Table 1 Global Epidemiological Characteristics of Legionnaires’ Disease

The composition of the susceptible population for Legionellosis is evolving along with changes in the global population structure. High-risk factors for Legionnaires infection include men over 50 years old, smokers, and individuals with underlying diseases such as diabetes, cancer, or immunosuppression; however, anyone can develop Legionellosis.^63–65 With the accelerated global aging process and the increasing number of immunocompromised individuals, the size of the susceptible population for Legionellosis continues to expand, presenting new challenges for disease prevention and control. In addition, Legionellosis shows a seasonal pattern, with summer and early autumn being the most common times of year for infection. Research has shown that warm and humid climates are associated with an increased incidence of Legionellosis.^66,67 This feature suggests that global climate change may further affect the spatiotemporal distribution of this disease.

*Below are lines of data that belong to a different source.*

PR #1375, opened 2023-09-12
fix(cli): Failures in Lacework CLI update checking

linpengzhang:
## Summary

`lacework version` is failing non deterministically, see https://github.com/lacework/code-security-action/actions/runs/5794782714/job/15707673444

This PR fails more silently,  by just logging an error instead of exiting.

Test: we are not exiting anymore, so it should just work. No need for tests as it is an easy change.

## Issue

[
](https://lacework.atlassian.net/browse/COD-1559)

### DIFF
--- a/cli/cmd/version.go
+++ b/cli/cmd/version.go
@@ -61,13 +61,13 @@ versions available for update.
 Set the environment variable 'LW_UPDATES_DISABLE=1' to avoid checking for updates.`,
 		Args: cobra.NoArgs,
 		Run: func(_ *cobra.Command, _ []string) {
-			componentVerionsOutput := &strings.Builder{}
+			componentVersionsOutput := &strings.Builder{}
 			if cli.LwComponents != nil {
 				for _, component := range cli.LwComponents.Components {
 					if component.IsInstalled() {
 						v, err := component.CurrentVersion()
 						if err == nil {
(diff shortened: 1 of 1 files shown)


jon-stewart (approved):

edoardopirovano:
Hmm, I don't think this is enough. `lacework version` isn't the only place we check for updates: there's also `dailyVersionCheck` which gets run the first time each day that we run a CLI command (it's invoked from `root.go`). I'm pretty sure I'd observed some failures there too.

linpengzhang:
> 

I ignored those calls since I was hoping they were not failing. Let me do another commit

linpengzhang:
> > 
> 
> I ignored those calls since I was hoping they were not failing. Let me do another commit

the only call of `versionCheck` is inside ` dailyVersionCheck()` which is called only in the snipped below. It is already failing silently
@edoardopirovano 
```
			// run the daily version check but do not fail if we couldn't check
			// this is not a critical part of the CLI and we do not want to impact
			// customers workflows or CI systems
			if err := dailyVersionCheck(); err != nil {
				cli.Log.Debugw("unable to run daily version check", "error", err)
			}
```

edoardopirovano (approved):
Gotcha, thanks for checking those calls. LGTM in that case.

Legionellosis develops as sporadic cases or as outbreaks. According to the sources of infection, legionellosis is usually classified into community-acquired (CALD), travel-associated (TALD), or healthcare-associated (HALD). In recent years, the number of TALD cases, and ship-associated events, occur repeatedly, making them a key focus of monitoring.⁶⁸ Hotel-associated cases are typically associated with hotel cooling towers and/or potable water systems, while ship-related cases are most frequently linked to hot tubs.⁶⁹ Consistent with European data, most L. pneumophila strains isolated from German patients belong to clones that have emerged worldwide.⁷⁰ In Singapore, the proportion of imported cases has increased from 6.2% to 27.3%, usually associated with overnight stays in public places.⁶⁰ Differences exist in the distribution of infection sources across countries. In Japan, Public baths are the main source of infection.⁷¹ Australia and New Zealand have reported an increase in Long Beach Legionella infections associated with potted plants and compost.⁷²

Globally, L. pneumophila is the primary pathogen, with regional variations in serotypes and genotypes. In Valencia, Spain, ST1, ST578, and ST23 were the most prevalent sequence types among 1088 samples.⁷³ In France, L. pneumophila serogroup 1 accounts for 95.4% of clinical isolates but only 28.2% of environmental isolates. The most common non-L. pneumophila species, L. anisa, is more prevalent in the environment (13.8%) than in clinical samples (0.8%).⁷⁴ A 2002–2017 study in northeastern Italy tested 18,104 water samples and reported a 19.8% Legionella positivity rate; 50.8% of 63 medical institutions yielded positive results. L. pneumophila Sg 2–15 dominated hospitals (>74%), whereas Sg 1 predominated in swimming pools (82%). ST23 was the most common genotype in Italy.^75,76 Among 76,200 warm-water samples from 24 southern German regions, 15,300 (20.07%) were Legionella-positive. L. pneumophila constituted 84% of isolates, with marked regional variations.⁷⁷ Furthermore, the disease burden caused by Legionella longbeachae is particularly prominent in countries in the Southern Hemisphere.⁷² L. longbeachae is prominent: 59% in Australia,⁷⁸ 51.0% in New Zealand,⁵⁷ exceeding L. pneumophila and showing marked regional difference, suggesting significant differences in the composition of pathogen spectra across regions. In Japan, L. pneumophila is predominant, with common sequence types including ST23, ST120 and ST138.⁷¹ In South Korea, L. pneumophila is predominant, accounting for 85%.⁵⁹ In Thailand, L. pneumophila serogroup 1 accounts for 2–5% of urban cases. By contrast, it is rare in rural areas, where Legionella longbeachae is more common.⁷⁹ In China, a study detected Legionella in 22.43% (129/575) of water samples and 9.28% (41/442) of soil samples, with L. pneumophila accounting for 75%.⁸⁰

The global epidemiology of Legionellosis shows significant regional heterogeneity, and its true disease burden is shaped by the interplay of multiple factors, including surveillance systems, diagnostic capacity, demographic structure, climatic conditions, and pathogen distribution. While current data reflect the epidemiological trends in some regions, their comparability and completeness at a global level still require systematic improvement. Despite revealing the epidemiological characteristics of certain areas, existing data face substantial challenges in global comparability and completeness, highlighting an urgent need for further integration and optimization.

Diagnosis

The diagnosis of Legionellosis is based on a combination of clinical and radiological features as well as laboratory tests. Currently, the detection methods for Legionella include serology and antibody testing, bacterial culture, urinary antigen testing, and nucleic acid amplification testing.^81,82 Every method has its own merits and drawbacks (Table 2).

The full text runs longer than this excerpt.